Task objective: In the entries below, the lines from the one with "PR #4558, opened 2021-12-10" through the one with "Actually I didn't" are to be copied exactly; both ends count.

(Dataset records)
*** Begin section ***

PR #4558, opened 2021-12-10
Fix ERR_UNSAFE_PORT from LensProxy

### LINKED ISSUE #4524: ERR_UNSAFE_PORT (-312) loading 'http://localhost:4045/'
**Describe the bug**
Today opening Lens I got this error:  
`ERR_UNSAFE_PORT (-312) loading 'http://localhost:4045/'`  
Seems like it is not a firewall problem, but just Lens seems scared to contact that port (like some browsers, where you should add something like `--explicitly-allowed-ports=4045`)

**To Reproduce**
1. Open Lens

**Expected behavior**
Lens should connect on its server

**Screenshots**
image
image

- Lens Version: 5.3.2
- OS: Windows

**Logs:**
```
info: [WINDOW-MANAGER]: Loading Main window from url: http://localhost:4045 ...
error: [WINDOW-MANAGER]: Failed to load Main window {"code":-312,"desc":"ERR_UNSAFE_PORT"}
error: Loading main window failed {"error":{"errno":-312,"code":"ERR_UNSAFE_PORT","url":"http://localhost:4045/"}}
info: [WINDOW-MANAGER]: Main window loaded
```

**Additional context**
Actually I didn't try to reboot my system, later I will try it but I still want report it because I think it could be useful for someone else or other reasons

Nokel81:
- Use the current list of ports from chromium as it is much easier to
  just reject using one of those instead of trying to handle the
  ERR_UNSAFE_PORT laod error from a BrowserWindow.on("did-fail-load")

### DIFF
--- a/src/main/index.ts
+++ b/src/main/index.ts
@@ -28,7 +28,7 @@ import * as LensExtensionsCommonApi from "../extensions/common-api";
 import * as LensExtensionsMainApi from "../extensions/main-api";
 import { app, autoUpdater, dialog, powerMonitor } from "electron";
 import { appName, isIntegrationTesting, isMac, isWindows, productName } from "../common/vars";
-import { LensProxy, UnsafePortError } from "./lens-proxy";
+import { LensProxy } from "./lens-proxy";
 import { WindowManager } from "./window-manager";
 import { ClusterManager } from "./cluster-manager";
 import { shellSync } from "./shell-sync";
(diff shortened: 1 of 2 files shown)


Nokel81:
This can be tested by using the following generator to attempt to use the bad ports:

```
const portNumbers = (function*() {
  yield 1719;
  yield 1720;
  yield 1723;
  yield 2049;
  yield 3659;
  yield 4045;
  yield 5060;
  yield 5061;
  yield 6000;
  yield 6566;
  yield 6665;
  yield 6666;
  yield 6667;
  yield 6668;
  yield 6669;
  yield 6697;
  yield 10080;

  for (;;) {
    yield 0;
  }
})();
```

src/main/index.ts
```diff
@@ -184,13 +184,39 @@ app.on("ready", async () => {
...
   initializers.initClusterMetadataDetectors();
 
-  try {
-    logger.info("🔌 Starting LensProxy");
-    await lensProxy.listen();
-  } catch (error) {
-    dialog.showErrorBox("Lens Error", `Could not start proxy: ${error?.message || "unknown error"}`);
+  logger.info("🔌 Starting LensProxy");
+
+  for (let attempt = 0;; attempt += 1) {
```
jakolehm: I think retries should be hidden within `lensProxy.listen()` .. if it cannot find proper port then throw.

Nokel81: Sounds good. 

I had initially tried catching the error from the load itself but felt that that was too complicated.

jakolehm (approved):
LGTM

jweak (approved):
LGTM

*** End section ***
*** Begin section ***

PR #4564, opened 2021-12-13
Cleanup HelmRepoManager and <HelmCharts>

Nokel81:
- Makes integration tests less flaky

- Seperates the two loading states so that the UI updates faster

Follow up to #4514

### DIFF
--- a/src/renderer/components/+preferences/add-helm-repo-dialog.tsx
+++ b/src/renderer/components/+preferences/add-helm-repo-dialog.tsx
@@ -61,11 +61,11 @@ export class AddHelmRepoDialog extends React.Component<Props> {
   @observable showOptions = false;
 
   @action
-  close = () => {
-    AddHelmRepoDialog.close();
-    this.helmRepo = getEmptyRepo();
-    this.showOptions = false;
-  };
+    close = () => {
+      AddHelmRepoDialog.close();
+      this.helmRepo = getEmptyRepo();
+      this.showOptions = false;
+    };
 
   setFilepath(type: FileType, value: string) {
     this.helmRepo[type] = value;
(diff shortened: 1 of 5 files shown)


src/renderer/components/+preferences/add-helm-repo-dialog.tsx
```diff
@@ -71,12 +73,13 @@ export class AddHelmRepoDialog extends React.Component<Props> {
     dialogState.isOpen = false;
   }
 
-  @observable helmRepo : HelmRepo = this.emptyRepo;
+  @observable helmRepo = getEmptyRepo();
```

*** End section ***

Your solution:
PR #4558, opened 2021-12-10
Fix ERR_UNSAFE_PORT from LensProxy

### LINKED ISSUE #4524: ERR_UNSAFE_PORT (-312) loading 'http://localhost:4045/'
**Describe the bug**
Today opening Lens I got this error:  
`ERR_UNSAFE_PORT (-312) loading 'http://localhost:4045/'`  
Seems like it is not a firewall problem, but just Lens seems scared to contact that port (like some browsers, where you should add something like `--explicitly-allowed-ports=4045`)

**To Reproduce**
1. Open Lens

**Expected behavior**
Lens should connect on its server

**Screenshots**
image
image

- Lens Version: 5.3.2
- OS: Windows

**Logs:**
```
info: [WINDOW-MANAGER]: Loading Main window from url: http://localhost:4045 ...
error: [WINDOW-MANAGER]: Failed to load Main window {"code":-312,"desc":"ERR_UNSAFE_PORT"}
error: Loading main window failed {"error":{"errno":-312,"code":"ERR_UNSAFE_PORT","url":"http://localhost:4045/"}}
info: [WINDOW-MANAGER]: Main window loaded
```

**Additional context**
Actually I didn't try to reboot my system, later I will try it but I still want report it because I think it could be useful for someone else or other reasons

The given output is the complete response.